- Mas que dizer dos que consentem, que se apressam até a servir tais cidades? Não admira a sua coragem e complacência?
- Sim, com excepção dos que se deixam enganar e se julgam políticos autênticos porque são louvados pela multidão.
- Que dizes? Não desculpas esses homens? Achas que uma pessoa que não sabe medir, a quem outras pessoas no mesmo caso diriam que tem quatro côvados, poderia evitar pensar que é essa a sua medida?
- Não - confessou -, não o creio.
- Por conseguinte, não te irrites contra eles; com efeito, esses homens são os mais encantadores do mundo! Fazem leis sobre os assuntos que enumerámos há pouco e reformam-rias, supondo que conseguirão pôr fim às fraudes que se cometem nos contratos e nos negócios de que ainda agora falávamos: não sabem que, na realidade, cortam as cabeças de uma hidra.
- Efectivamente - disse ele -, não fazem outra coisa.
- Quanto a mim - prossegui -, não pensaria que, numa cidade mal ou bem governada, o verdadeiro legislador tivesse de preocupar-se com este género de leis: na primeira, porque são inúteis e de nenhum efeito; na segunda, porque qualquer pessoa descobrirá uma parte e a outra derivará das instituições já estabelecidas.
- Que nos falta então fazer ainda em legislação? - perguntou.
- A nós, nada - respondi -, mas a Apolo, ao deus de Delfos, falta fazer as maiores, as mais belas e as primeiras das leis.
- Quais?
- As que dizem respeito à construção dos templos, aos sacrifícios dos deuses e, heróis, ao enterro dos mortos e às cerimónias que nos tornam as suas almas propícias. Efectivamente, não possuímos esta ciência; por isso, ao fundarmos a cidade, não devemos obedecer a mais ninguém, se formos prudentes, nem aceitar outro guia além da nossa pátria. Ora, este deus, em tais assuntos, é o guia nacional de todos os homens, visto que profere os seus oráculos sentado na Ônfale, no centro da Terra.

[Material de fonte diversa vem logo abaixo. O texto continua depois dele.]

PR #3537, opened 2022-07-15
fix(blitz-rpc): fix 6th pipe resolver not returning resolved value

datner:

exact same as #3538 but for the canary branch

No idea how this wasn't caught by now, but the 6th function in a given pipe will return the `Ctx` instead of the value yielded by the function (according to the type info) 🤷‍♂️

- Tens razão - disse ele -, é assim que se deve fazer.
- Bem, a tua cidade está fundada, filho de Aríston - prossegui. - Agora, arranja onde quiseres uma luz suficiente, chama o teu irmão, Polemarco, e os outros e considera se nos é possível ver onde reside nela a justiça, onde a injustiça, em que diferem uma da outra e qual das duas deve possuir quem quiser ser feliz, quer escape ou não aos olhos dos deuses e dos homens.
- É como se não dissesses nada! - interveio Gláucon. - Com efeito, prometeste-nos que serias tu a fazer essa pesquisa, pretendendo que seria ímpio para ti não ajudar a justiça por todos os meios ao teu alcance.